Data excerpts:
──────

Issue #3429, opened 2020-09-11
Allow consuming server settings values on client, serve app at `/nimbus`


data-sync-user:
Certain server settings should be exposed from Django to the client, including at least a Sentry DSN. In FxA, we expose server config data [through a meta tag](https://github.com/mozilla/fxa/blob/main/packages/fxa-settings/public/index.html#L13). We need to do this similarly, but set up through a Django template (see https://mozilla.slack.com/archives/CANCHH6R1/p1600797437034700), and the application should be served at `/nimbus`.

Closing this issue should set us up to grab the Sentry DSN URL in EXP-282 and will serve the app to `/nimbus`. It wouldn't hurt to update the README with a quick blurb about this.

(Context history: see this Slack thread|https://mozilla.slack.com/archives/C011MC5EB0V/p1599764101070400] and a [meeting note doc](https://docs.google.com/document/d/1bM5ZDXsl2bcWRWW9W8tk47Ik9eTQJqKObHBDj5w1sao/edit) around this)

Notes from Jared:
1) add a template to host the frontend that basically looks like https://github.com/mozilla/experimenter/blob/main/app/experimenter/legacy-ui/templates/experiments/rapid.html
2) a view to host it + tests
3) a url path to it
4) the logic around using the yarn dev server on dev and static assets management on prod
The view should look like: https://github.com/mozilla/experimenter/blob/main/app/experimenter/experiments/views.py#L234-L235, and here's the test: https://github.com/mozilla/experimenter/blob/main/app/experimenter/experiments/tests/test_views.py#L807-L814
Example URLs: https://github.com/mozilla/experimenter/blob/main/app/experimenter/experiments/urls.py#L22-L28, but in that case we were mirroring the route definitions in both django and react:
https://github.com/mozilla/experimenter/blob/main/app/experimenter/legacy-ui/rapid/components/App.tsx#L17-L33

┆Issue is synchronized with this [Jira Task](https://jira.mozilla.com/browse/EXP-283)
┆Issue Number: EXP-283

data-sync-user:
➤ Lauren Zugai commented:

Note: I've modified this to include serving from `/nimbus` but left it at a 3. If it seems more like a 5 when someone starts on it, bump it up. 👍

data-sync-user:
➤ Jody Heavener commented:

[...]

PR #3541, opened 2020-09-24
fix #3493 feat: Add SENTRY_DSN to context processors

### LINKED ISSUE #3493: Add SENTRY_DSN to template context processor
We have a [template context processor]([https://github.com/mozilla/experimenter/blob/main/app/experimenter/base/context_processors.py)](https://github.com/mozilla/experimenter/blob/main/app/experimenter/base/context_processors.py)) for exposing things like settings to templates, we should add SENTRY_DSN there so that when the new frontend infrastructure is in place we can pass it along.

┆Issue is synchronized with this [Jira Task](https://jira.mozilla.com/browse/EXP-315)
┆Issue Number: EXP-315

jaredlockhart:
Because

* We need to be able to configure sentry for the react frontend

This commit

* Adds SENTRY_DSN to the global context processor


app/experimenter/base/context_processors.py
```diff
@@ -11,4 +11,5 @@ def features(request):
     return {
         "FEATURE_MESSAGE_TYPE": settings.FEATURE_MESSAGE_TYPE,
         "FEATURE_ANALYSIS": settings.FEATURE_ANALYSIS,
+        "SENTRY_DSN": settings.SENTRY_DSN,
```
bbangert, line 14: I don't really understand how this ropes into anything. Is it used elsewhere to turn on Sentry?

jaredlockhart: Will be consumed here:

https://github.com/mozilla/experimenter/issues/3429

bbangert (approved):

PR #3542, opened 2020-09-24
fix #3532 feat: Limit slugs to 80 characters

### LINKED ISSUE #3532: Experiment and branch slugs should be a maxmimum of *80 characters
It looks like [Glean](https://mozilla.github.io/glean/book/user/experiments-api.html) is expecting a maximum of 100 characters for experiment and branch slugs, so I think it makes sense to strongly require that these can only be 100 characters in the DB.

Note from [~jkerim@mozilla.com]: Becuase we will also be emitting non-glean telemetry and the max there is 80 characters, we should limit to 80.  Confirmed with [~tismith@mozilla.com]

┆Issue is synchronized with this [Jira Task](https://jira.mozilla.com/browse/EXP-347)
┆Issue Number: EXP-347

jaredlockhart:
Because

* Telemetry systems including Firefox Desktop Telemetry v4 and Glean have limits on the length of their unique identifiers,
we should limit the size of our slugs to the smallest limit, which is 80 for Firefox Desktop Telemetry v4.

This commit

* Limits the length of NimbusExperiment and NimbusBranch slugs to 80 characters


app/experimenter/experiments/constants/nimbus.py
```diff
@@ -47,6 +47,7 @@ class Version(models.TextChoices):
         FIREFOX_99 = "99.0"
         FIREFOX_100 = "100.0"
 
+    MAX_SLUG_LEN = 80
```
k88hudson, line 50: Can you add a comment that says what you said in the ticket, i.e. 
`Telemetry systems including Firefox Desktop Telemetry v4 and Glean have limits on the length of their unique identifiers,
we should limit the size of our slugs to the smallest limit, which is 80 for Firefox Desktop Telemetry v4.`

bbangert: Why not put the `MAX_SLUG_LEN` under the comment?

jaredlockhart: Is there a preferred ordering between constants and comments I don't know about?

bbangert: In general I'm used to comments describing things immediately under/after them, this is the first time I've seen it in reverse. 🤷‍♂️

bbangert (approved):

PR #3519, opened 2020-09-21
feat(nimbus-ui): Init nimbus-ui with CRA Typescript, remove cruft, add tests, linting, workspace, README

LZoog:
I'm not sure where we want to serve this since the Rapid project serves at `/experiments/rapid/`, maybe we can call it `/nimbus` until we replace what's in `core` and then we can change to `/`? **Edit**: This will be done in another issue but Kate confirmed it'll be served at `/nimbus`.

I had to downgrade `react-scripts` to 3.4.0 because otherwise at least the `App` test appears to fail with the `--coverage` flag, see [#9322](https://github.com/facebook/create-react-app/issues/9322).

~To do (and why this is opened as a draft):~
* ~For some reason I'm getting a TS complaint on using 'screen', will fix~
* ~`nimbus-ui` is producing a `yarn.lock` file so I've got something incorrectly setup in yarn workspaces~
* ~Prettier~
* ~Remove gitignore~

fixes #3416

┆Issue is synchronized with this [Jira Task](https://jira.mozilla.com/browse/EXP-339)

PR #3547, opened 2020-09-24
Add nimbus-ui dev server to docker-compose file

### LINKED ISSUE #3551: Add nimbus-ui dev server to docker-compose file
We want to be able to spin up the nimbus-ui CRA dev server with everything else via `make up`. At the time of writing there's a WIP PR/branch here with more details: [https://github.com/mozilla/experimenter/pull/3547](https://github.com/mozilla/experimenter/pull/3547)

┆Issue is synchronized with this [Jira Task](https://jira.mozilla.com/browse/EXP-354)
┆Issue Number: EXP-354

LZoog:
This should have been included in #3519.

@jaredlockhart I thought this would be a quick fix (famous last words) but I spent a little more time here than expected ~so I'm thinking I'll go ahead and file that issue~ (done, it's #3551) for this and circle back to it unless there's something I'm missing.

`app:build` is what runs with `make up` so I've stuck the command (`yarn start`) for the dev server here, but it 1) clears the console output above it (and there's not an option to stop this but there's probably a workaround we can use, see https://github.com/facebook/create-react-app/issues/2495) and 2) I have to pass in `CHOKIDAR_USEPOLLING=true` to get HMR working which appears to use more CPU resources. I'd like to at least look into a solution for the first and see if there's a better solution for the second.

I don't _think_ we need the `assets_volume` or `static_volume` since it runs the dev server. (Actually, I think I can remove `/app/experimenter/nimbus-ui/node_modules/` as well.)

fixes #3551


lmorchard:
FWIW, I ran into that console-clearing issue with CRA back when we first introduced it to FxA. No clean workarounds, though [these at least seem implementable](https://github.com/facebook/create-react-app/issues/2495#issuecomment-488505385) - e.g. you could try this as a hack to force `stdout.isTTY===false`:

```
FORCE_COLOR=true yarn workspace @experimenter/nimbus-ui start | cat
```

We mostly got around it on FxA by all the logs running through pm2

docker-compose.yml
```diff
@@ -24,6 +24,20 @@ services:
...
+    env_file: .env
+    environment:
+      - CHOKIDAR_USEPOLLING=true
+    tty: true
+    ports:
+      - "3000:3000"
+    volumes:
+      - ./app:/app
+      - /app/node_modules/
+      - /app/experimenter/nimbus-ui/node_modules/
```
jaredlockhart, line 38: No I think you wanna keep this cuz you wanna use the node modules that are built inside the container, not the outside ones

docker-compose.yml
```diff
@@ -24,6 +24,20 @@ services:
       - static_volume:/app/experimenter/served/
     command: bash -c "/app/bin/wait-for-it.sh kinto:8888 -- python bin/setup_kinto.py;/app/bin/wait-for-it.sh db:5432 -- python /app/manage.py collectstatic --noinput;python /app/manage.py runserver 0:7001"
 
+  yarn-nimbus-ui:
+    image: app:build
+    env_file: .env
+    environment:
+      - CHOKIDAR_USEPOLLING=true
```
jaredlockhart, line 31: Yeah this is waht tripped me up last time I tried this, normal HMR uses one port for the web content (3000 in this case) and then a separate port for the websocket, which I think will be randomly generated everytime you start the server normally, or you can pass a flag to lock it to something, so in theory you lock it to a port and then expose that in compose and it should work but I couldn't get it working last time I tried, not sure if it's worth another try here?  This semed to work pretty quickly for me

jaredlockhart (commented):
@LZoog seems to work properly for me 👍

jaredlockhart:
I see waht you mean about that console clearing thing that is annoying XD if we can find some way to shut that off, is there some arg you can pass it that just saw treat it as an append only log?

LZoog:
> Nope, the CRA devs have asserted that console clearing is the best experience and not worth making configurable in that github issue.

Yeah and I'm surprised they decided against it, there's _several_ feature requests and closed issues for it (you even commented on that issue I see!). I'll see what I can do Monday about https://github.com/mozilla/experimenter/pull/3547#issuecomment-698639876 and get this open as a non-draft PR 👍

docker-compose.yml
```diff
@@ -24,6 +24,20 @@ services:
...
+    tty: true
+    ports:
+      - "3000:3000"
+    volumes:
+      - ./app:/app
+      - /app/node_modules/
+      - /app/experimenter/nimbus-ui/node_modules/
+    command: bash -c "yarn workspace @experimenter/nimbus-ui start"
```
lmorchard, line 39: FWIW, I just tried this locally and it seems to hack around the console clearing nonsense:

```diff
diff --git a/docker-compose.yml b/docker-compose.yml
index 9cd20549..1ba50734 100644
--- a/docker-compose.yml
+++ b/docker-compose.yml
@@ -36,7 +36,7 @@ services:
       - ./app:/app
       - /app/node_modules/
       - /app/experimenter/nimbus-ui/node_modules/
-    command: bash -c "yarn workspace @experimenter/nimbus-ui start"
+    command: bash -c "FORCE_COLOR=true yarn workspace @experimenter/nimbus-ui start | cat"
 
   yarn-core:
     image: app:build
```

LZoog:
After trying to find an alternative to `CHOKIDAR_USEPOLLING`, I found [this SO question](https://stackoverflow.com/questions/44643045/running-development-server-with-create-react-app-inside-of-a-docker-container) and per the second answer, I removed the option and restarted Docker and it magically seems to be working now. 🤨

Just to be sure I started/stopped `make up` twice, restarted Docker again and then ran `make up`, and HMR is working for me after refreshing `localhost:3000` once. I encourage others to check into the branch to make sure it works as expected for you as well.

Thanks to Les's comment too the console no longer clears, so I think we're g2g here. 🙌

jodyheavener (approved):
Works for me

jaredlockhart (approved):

──────

▶ [What you have to do]: Would you copy out every line in the records that includes the string "browse"?

▶ [The answer]:
┆Issue is synchronized with this [Jira Task](https://jira.mozilla.com/browse/EXP-283)
┆Issue is synchronized with this [Jira Task](https://jira.mozilla.com/browse/EXP-315)
┆Issue is synchronized with this [Jira Task](https://jira.mozilla.com/browse/EXP-347)
┆Issue is synchronized with this [Jira Task](https://jira.mozilla.com/browse/EXP-339)
┆Issue is synchronized with this [Jira Task](https://jira.mozilla.com/browse/EXP-354)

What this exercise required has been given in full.